Servei d'Immunologia, Centre de Diagnòstic Biomèdic, Hospital Clínic, Barcelona, Spain.
Clin Exp Allergy. 2012 Oct;42(10):1529-39. doi: 10.1111/j.1365-2222.2012.04071.x.
Multiple plant-food sensitizations with a complex pattern of clinical manifestations are a common feature of lipid transfer protein (LTP)-allergic patients. Component-resolved diagnosis permits the diagnosis of the allergen sensitization profile.
We sought to clinically characterize and describe the plant-food and pollen molecular sensitization profile in patients with LTP syndrome.

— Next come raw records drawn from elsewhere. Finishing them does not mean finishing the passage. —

PR #197, opened 2016-11-10
Fixing the session headers being ignored because of prepared requests

anandswaminathan:
Ref: http://docs.python-requests.org/en/master/user/advanced/

The requests session headers are ignored in the request, if the prepared request object is passed in.
The fix calls requests_session.prepare_request by creating a request object from the aws_request_object

@danielhochman


pynamodb/connection/base.py
```diff
@@ -228,6 +229,23 @@ def _log_error(self, operation, response):
...
+        """
+        Create a prepared request object from request_dict, and operation_model
+        """
+        boto_prepared_request = self.client._endpoint.create_request(request_dict, operation_model)
+
+        # The call requests_session.send(final_prepared_request) ignores the headers which are
+        # part of the request session. In order to include the requests session headers inside
+        # the request, we create a new request object, and call prepare_request with the newly
+        # created request object
+        raw_request_with_params = Request(boto_prepared_request.method,
```
danielhochman: this indentation is not consistent with the rest of the code base

please use

```
raw_request_with_params = Request(
    boto_prepared_request.method,
    boto...,
    ...,
)
```

danielhochman:
+1 after comments

PR #201, opened 2016-11-18
use attributes_to_get argument

lukedeo:
Ensure that `attributes_to_get` is used when using `batch_get`.


jmphilli:
odd that this was missed... can you add a test that fails before your change?

devganesh:
If you try out the example [here](http://pynamodb.readthedocs.io/en/latest/batch.html) with the `attributes_to_get` parameter non-null, you will see that the `batch_get()` method returns _all_ fields regardless of what's in the parameter.

jmphilli:
this looks great! would love to see a test 😜

PR #203, opened 2016-11-23
add equals method

jmphilli:


yedpodtrzitko:
tests?

jmphilli:
daniel and i are chatting about how this would work with floats...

Forty-five subjects were recruited, after being diagnosed with multiple plant-food allergies sensitized to LTP, but not to any other plant-food allergen, according to the molecular allergen panel tested (Pru p 3 (LTP), Pru p 1 (Bet v 1-like), Pru p 4 (profilin) and those included in a commercial microarray of 103 allergenic components). IgE-mediated food-allergy symptoms and pollinosis were collected. Patients were skin prick tested with a plant-food and pollens panel, and specific IgE to Tri a 14 was evaluated.
A heterogeneous group of plant-foods was involved in local and systemic symptoms: oral allergy syndrome (75.6%), urticaria (66.7%), gastrointestinal disorders (55.6%) and anaphylaxis (75.6%), 32.4% of which were cofactor dependent (Non-Steroidal Anti-inflammatory Drugs, exercise). All tested subjects were positive to peach and Pru p 3, Tri a 14 and to some of the LTPs included in the microarray. Pollinosis was diagnosed in 75.6% of subjects, with a broad spectrum of pollen and pollen-allergen sensitization. Plane tree and mugwort were the statistically significant pollens associated with Pru p 3.
Several plant-foods, taxonomically unrelated, independent of peach involvement, are implicated in LTP syndrome. Local symptoms should be evaluated as a risk marker for anaphylaxis because they are frequently associated with cofactor-dependent anaphylaxis. The association of these symptoms with pollinosis, especially plane tree pollinosis, could be part of this syndrome in our area.
具有复杂临床表现的多种植物食物过敏是脂质转移蛋白(LTP)过敏患者的常见特征。成分分辨诊断允许诊断过敏原致敏谱。
我们旨在临床描述和描述 LTP 综合征患者的植物食物和花粉分子致敏谱。
根据测试的分子过敏原面板(Pru p 3(LTP)、Pru p 1(Bet v 1 样)、Pru p 4(丝状蛋白)和包含在 103 种过敏原成分的商业微阵列中的那些),招募了 45 名被诊断为对 LTP 但不对任何其他植物食物过敏原过敏的多植物食物过敏的患者。收集了 IgE 介导的食物过敏症状和花粉症。对植物食物和花粉组进行皮肤点刺试验,并评估了 Tri a 14 的特异性 IgE。
涉及局部和全身症状的异质植物食物组:口腔过敏综合征(75.6%)、荨麻疹(66.7%)、胃肠道疾病(55.6%)和过敏反应(75.6%),其中 32.4%为协同因子依赖性(非甾体抗炎药、运动)。所有测试的患者均对桃和 Pru p 3、Tri a 14 和微阵列中包含的一些 LTP 呈阳性。75.6%的患者被诊断为花粉症,具有广泛的花粉和花粉过敏谱。悬铃木和艾蒿是与 Pru p 3 统计学相关的花粉。
多种植物食物,分类上无关,与桃无关,与 LTP 综合征有关。局部症状应作为过敏反应的风险标志物进行评估,因为它们经常与协同因子依赖性过敏反应相关。这些症状与花粉症,特别是悬铃木花粉症的关联可能是我们地区该综合征的一部分。